Quebec’s national library, Bibliothèque et Archives nationales du Québec (BAnQ), is embarking on an ambitious project to establish a comprehensive database of cultural and governmental content aimed at enhancing artificial intelligence (AI) systems’ understanding of Quebec’s diverse society, culture, and Indigenous languages. Following a successful feasibility study earlier this year, BAnQ has commenced the experimental phase of this innovative databank, which will initially focus on French and Indigenous languages.

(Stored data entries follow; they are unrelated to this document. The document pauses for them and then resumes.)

PR #7087, opened 2021-05-05
UDT on side chains

julien51:
# Description

UDT on mainnet is the only place where the supply of UDT increases (using a log curve): new UDT are minted for every new key purchases, but fewer and fewer are minted.

On side chains, we want to be able to distribute UDT as well, but we cannot do this in a way which would be inflationary. The approach is then to transfer some UDT from mainnet (minted ad-hoc through governance) to the side chain (we expect all EVM compatible chains to have a way to transfer ERC20 from mainnet, called bridges.

Once these UDT are on the side chains, they are assigned to the Unlock contract on this side chain. Then, the contract, instead of mining them, just distribute them using an asymptotic function. [See more info](https://docs.unlock-protocol.com/governance/the-unlock-token/side-chains-and-layer-2).

For a GDP growth of 𝝙, the reward ratio `𝝙/(2 * (1+𝝙))`. This number is between 0 and 0.5 for any 𝝙 between 0 and Infinity. This means that the "reserve" is never fully distributed even though the number of tokens distributed gets smaller and smaller.

# Checklist:


smart-contracts/contracts/Unlock.sol
```diff
@@ -242,23 +242,47 @@ contract Unlock is
...
-          // tokensToMint is either == to the gas cost times 1.25 to cover the 20% dev cut
-          uint tokensToMint = (estimatedGasForPurchase * tx.gasprice).mul(125 * 10 ** 18) / 100 / udtPrice;
-          // or tokensToMint is capped by percent growth
-          uint maxTokens = IMintableERC20(udt).totalSupply().mul(valueInETH) / 2 / grossNetworkProduct;
-          if(tokensToMint > maxTokens)
+          // tokensToDistribute is either == to the gas cost times 1.25 to cover the 20% dev cut
+          uint tokensToDistribute = (estimatedGasForPurchase * tx.gasprice).mul(125 * 10 ** 18) / 100 / udtPrice;
+
+          // or tokensToDistribute is capped by network GDP growth
+          uint gdpGrowth = valueInETH / grossNetworkProduct;
```
NickCuso, line 249: You need to rework this approach so it only depends on whole numbers. If you don't need much precision, maybe basis points would be sufficient. e.g. 10000 * valueInETH / GNP. at the end you can then divide the 10000 back out.

Also impacts some of below.

NickCuso (commented):
For testing, I think setting the network id impacts chainId

```
    network_id: 666,
```

this is an option under config -> network -> development.

Then to test both changes, maybe you can have another network like mainnetDev with a different chainId. Then tests could branch on the current chainId.

Not 100% but something like that might work.

smart-contracts/contracts/Unlock.sol
julien51: Ha! That explains why you had no "intermediate" number calculation in the existing code. I think precision is important because we're quickly going to talk about very small numbers (like a 1 DAI transaction on a 1Bn GDP is veery small but should still earn its "fair" share of UDT).

julien51:
I will look at ways to do that. Another approach I was thinking about was to have a "flag" on `Unlock.sol` which sets `isMainnet = true` but that would require a constructor/config change which means probably a new v9... and i want to avoid it if we can to reduce complexity.

Wdyt?

smart-contracts/contracts/Unlock.sol
NickCuso: Best way if you can rework the formulas so that all division is done once, at the very end -- e.g. `(a * b + c) / (x * y)`

Wolfgram is helpful for finding ways to reorder terms.

NickCuso:
yea a flag would work as well, but it's unfortunate to have a flag intended for testing in the contract.

hardhat does have a way of striping out code when doing a non-dev build. but that's a big migration.
there are some solidity macro options out there you might consider.

julien51:
> yea a flag would work as well, but it's unfortunate to have a flag intended for testing in the contract.

Oh I would want to do the flag for mainnet vs side chains (xdai, polygon, bsc, optimism... etc).
It looks like ganache does not support `block.chainid` so the flag seems to be the best option at the moment :/

nfurfaro:
Hey, re: adding a flag to `Unlock.sol`:
Not exactly the same scenario, but I've recently been adding a `chainIndex` parameter to some token contracts. The idea is that the chain of minting gets embedded in the `tokenId` to prevent the possibility of collisions if tokens are mintable on more than 1 chain.

smart-contracts/contracts/Unlock.sol
nfurfaro: Another possibility here is to look at how floating-point numbers are handled in the Locked.fyi hook.

julien51:
Thanks @nfurfaro This is maybe something we should do?

nfurfaro:
@julien51 the `chainIndex` idea is really only useful if we anticipate minting of tokens on more than 1 chain (ie: eth-mainnet && xDai/Polygon). Otherwise it won't help any.

julien51:
> @julien51 the chainIndex idea is really only useful if we anticipate minting of tokens on more than 1 chain (ie: eth-mainnet && xDai/Polygon). Otherwise it won't help any.

So I was actually wondering if it would be interesting for someone to create the same lock on multiple chains, ideally with the same address?

julien51:
Hum. Getting an error that I did not expect.

```
Error: Contract Unlock is abstract and cannot be deployed.
    at LocalController.checkCanAdd (/home/unlock/smart-contracts/node_modules/@openzeppelin/cli/src/models/local/LocalController.ts:103:13)
    at contractsData.forEach (/home/unlock/smart-contracts/node_modules/@openzeppelin/cli/src/scripts/add.ts:12:16)
    at Array.forEach (<anonymous>)
    at add (/home/unlock/smart-contracts/node_modules/@openzeppelin/cli/src/scripts/add.ts:11:17)
    at zosDeploy (/home/unlock/smart-contracts/migrations/2_deploy_unlock.js:10:3)
    at deployUnlock (/home/unlock/smart-contracts/migrations/2_deploy_unlock.js:24:9)
    at process._tickCallback (internal/process/next_tick.js:68:7)
```

julien51:
Strangely enough this error is not happening locally.

julien51:
Found the issue! i needed to update the interface for the function which sets the config :) 
I also changed the version to 9! Next: see how tests work and write some for 9!

smart-contracts/contracts/Unlock.sol
```diff
@@ -289,7 +307,7 @@ contract Unlock is
   ) external pure
     returns (uint16)
   {
-    return 8;
+    return 9;
```
julien51, line 310: Upgraded version!

smart-contracts/package.json
```diff
@@ -15,6 +15,15 @@
     "@openzeppelin/contracts-ethereum-package": "2.5.0",
     "@openzeppelin/test-helpers": "0.5.6",
     "@openzeppelin/upgrades": "2.8.0",
+    "@unlock-protocol/unlock-abi-0": "1.0.4",
```
julien51, line 18: All of these are the same as before but renamed.

smart-contracts/test/Lock/behaviors/lockBehaviors.js
```diff
@@ -35,9 +35,13 @@ contract('Lock / lockBehaviors', (accounts) => {
 
         // approve spending (ignored if the test pass does not use ERC-20)
         for (let i = 0; i < accounts.length; i++) {
-          await this.testToken.approve(this.lock.address, '-1', {
-            from: accounts[i],
-          })
+          await this.testToken.approve(
+            this.lock.address,
+            await this.lock.keyPrice.call(),
```
julien51, line 40: using `keyPrice` instead of `-1`

smart-contracts/test/Lock/purchaseTip.js
```diff
@@ -33,7 +33,7 @@ contract('Lock / purchaseTip', (accounts) => {
         lock = locks.FIRST
 
         // Approve spending
-        await testToken.approve(lock.address, -1, {
+        await testToken.approve(lock.address, tip, {
```
julien51, line 36: only approving the right amount

smart-contracts/contracts/Unlock.sol
```diff
@@ -242,22 +246,42 @@ contract Unlock is
...
-          uint tokensToMint = (estimatedGasForPurchase * tx.gasprice).mul(125 * 10 ** 18) / 100 / udtPrice;
-          // or tokensToMint is capped by percent growth
-          uint maxTokens = IMintableERC20(udt).totalSupply().mul(valueInETH) / 2 / grossNetworkProduct;
-          if(tokensToMint > maxTokens)
+          // tokensToDistribute is either == to the gas cost times 1.25 to cover the 20% dev cut
+          uint tokensToDistribute = (estimatedGasForPurchase * tx.gasprice).mul(125 * 10 ** 18) / 100 / udtPrice;
+
+          // or tokensToDistribute is capped by network GDP growth
+          uint maxTokens = 0;
+          if (chainId > 1)
```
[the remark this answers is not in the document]
julien51: Exactly.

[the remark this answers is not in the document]
julien51: I was thinking of using a flag like `isMainNet` but thought it would be more flexible to use the chainId as we may in the future want to have different behaviors based on the chain id (not jist mainnet vs non mainnet)

NickCuso (approved):

smart-contracts/test/UnlockDiscountToken/transferingTokens.js
```diff
@@ -0,0 +1,224 @@
...
+  })
+
+  it('owner starts with 0 UDT', async () => {
+    assert.equal(
+      new BigNumber(await udt.balanceOf(await unlock.owner())).toFixed(),
+      '0'
+    )
+  })
+
+  it('unlock has some 0 UDT', async () => {
```
nfurfaro, line 128: the title of the test is confusing. is it some or 0 ?

nfurfaro (approved):
One minor comment, but looks good!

Addressing Data Gaps in AI
The initiative arises from a growing concern that existing generative AI systems frequently lack reliable information about Quebec, due particularly to the scarcity of data pertinent to the province. Valérie D’Amour, who spearheaded the feasibility study, commented, “All scenarios are a little bit on the table right now. We have a lot of ideas and we want to validate the possibilities with cultural stakeholders, as well as with data owners and providers, who will be involved in the discussions.”
This project aims to create a repository of Quebec-centric references, which would ultimately ensure that AI models reflect the rich and varied tapestry of Quebec’s identity. Marie Grégoire, president and CEO of BAnQ, emphasised, “That means having Quebec references, whether in small models or large models, whether they come from research or from the business community.”
Learning from Global Initiatives
Similar projects have emerged in other regions, notably in Sweden, where extensive collections of Nordic-language texts have been curated to aid in the development of generative AI models. BAnQ intends to leverage its own holdings as a foundation before expanding to include external data sources. This initiative aligns with recommendations from a 2024 report by Quebec’s innovation council, which highlighted the urgent need for more substantial datasets related to Quebec for AI training.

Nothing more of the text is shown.